# Task brief:
The answer should be an exact copy of the lines from the line with "## Test plan" through the last line of the entries, and no other lines.

*** Opening Data to use ***

PR #16, opened 2026-04-18
fix(ci): avoid duplicate --pattern in RAWCUDADEVICE linter

rebel-chanheo:
## Summary of Changes

RAWCUDADEVICE linter in `.lintrunner.toml` passed two `--pattern` args. The upstream `grep_linter.py` synced in #7 added a check that rejects duplicate `--pattern` at argparse level, so the linter now crashes on any PR that touches `aten/**`, `c10/**`, or `torch/csrc/**`. Fold the two patterns into one regex so the linter invokes cleanly while still matching both `cudaSetDevice(` and `cudaGetDevice(`.

## Related Issues / Tickets

* Related to #7

## Type of Change

- [x] ``fix`` — Bug fix

## Affected Modules

- [x] Build/Tools

## How to Test

1. On any file matching `c10/**` (e.g. `c10/CMakeLists.txt`):
   ``python3 tools/linter/adapters/grep_linter.py --pattern='cuda(Set|Get)Device\(' --linter-name=RAWCUDADEVICE --error-name='raw CUDA API usage' --error-description='test' -- c10/CMakeLists.txt``
   → exits 0, no argparse error.
2. Against a file containing both calls, the linter reports them as before.
3. CI ``Check code quality`` job passes on this PR.

## Checklist

* [x] PR title follows Conventional Commits format
* [ ] This PR is linked to a corresponding issue
* [x] Linting passes
* [x] All CI tests pass (pending CI run)

## Notes

This only fixes the immediate lint crash. Separately tracking a CI change in ``fsw-integration`` so that the same class of breakage (lint config/adapter drift that diff-only lint doesn't exercise) surfaces in the PR that introduces it.

PR #17, opened 2026-04-18
fix(core): prevent exception escape from noexcept RBLNGuardImpl methods

rebel-chanheo:
## Summary of Changes

`RBLNGuardImpl::uncheckedSetDevice` and `RBLNGuardImpl::deviceCount` are declared `noexcept` (interface contract with `c10::impl::DeviceGuardImplInterface`), but their catch handlers call `RBLN_WARN` which expands into potentially-throwing operations (`format_log_message`, `c10::warn`). A throw from inside a catch handler of a `noexcept` function invokes `std::terminate`.

Add an `RBLN_WARN_NOTHROW` helper in `c10/rbln/RBLNLogging.h` that swallows any throw originating inside the warning path, and switch both call sites to it.

## Related Issues / Tickets

* Related to #16 (surfaced when considering broader-scope lint coverage)

## Type of Change

- [x] ``fix`` — Bug fix

## Affected Modules

- [x] Backend
- [x] Device

## How to Test

1. Build: ``cmake --build build --target c10_rbln`` → succeeds.
2. Targeted lint: ``lintrunner --take CLANGTIDY --paths-cmd='echo c10/rbln/impl/RBLNGuardImpl.cpp'`` → ``ok No lint issues.`` (previously reported ``bugprone-exception-escape`` on ``uncheckedSetDevice``).
3. Runtime: existing guard tests still pass (no behavior change — warnings still logged, any secondary throw from the warning path itself is now contained instead of terminating the process).

## Checklist

* [x] Linting passes
* [x] CI tests pass (pending CI run)

## Notes

``deviceCount`` was not flagged by the current CI configuration because the file has been unchanged since the initial commit and therefore never appears in diff-based lint against ``origin/main``. The same shape is preserved preventively here so both methods are safe under the ``noexcept`` contract.

### DIFF
--- a/.lintrunner.toml
+++ b/.lintrunner.toml
@@ -674,8 +674,7 @@ exclude_patterns = [
 command = [
     'python3',
     'tools/linter/adapters/grep_linter.py',
-    '--pattern=cudaSetDevice(',
-    '--pattern=cudaGetDevice(',
+    '--pattern=cuda(Set|Get)Device\(',
     '--linter-name=RAWCUDADEVICE',
     '--error-name=raw CUDA API usage',
     """--error-description=\
--- a/c10/rbln/RBLNLogging.h
+++ b/c10/rbln/RBLNLogging.h
@@ -231,6 +231,22 @@ C10_RBLN_API int get_scope_depth();
   } while (0)
 
 /**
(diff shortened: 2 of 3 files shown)


rebel-clee (approved):
LGTM

PR #18, opened 2026-04-20
fix(build): support scikit-build-core packaging in rebel_compiler

rebel-chanheo:
## Summary

- `apply-custom-rebel.sh` assumed rebel_compiler ships `python/gen_requirements.py` and `python/requirements/core.txt`. After rebel_compiler's switch to scikit-build-core, those paths no longer exist, so the script aborted with an error on modern rebel_compiler checkouts.
- Re-running the script when `$REBEL_HOME/.venv` already existed failed because `uv venv` refuses to overwrite an existing venv. Added `--clear` so reruns replace stale environments cleanly.

## Changes

- Make the legacy `gen_requirements.py` + `requirements/core.txt` steps conditional on their presence (pre-scikit-build-core layouts still work).
- Pass `--clear` to `uv venv` so `.venv` gets recreated on rerun.

## Test plan

- [ ] `REBEL_HOME=/path/to/rebel_compiler TORCH_RBLN_BUILD_TYPE=Debug REBEL_DEPLOY=OFF bash tools/apply-custom-rebel.sh --build-only` succeeds on a scikit-build-core rebel_compiler tree.
- [ ] Rerunning the same command on a tree that already has `.venv` still succeeds.
- [ ] Pre-scikit-build-core rebel_compiler tree (if still in use) continues to build.

## Note

Cherry-picked from the previous repository (commit `e42f8a1` on `rebellions-sw/torch-rbln`) during the repo migration to `RBLN-SW/torch-rbln`.

### DIFF
--- a/tools/apply-custom-rebel.sh
+++ b/tools/apply-custom-rebel.sh
@@ -91,8 +91,8 @@ main() {
   # Update the submodules
   git submodule update --init ./ || return $?
 
-  # Create a virtual environment using uv
-  uv venv .venv && . .venv/bin/activate || return $?
+  # Create a virtual environment using uv (--clear replaces any stale .venv from a prior run)
+  uv venv --clear .venv && . .venv/bin/activate || return $?
 
   # Tooling needed before rebel_install.sh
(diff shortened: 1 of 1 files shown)


rebel-clee (approved):
LGTM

*** Closing Data to use ***

# Solved problem:
## Test plan

- [ ] `REBEL_HOME=/path/to/rebel_compiler TORCH_RBLN_BUILD_TYPE=Debug REBEL_DEPLOY=OFF bash tools/apply-custom-rebel.sh --build-only` succeeds on a scikit-build-core rebel_compiler tree.
- [ ] Rerunning the same command on a tree that already has `.venv` still succeeds.
- [ ] Pre-scikit-build-core rebel_compiler tree (if still in use) continues to build.

## Note

Cherry-picked from the previous repository (commit `e42f8a1` on `rebellions-sw/torch-rbln`) during the repo migration to `RBLN-SW/torch-rbln`.

### DIFF
--- a/tools/apply-custom-rebel.sh
+++ b/tools/apply-custom-rebel.sh
@@ -91,8 +91,8 @@ main() {
   # Update the submodules
   git submodule update --init ./ || return $?
 
-  # Create a virtual environment using uv
-  uv venv .venv && . .venv/bin/activate || return $?
+  # Create a virtual environment using uv (--clear replaces any stale .venv from a prior run)
+  uv venv --clear .venv && . .venv/bin/activate || return $?
 
   # Tooling needed before rebel_install.sh
(diff shortened: 1 of 1 files shown)


rebel-clee (approved):
LGTM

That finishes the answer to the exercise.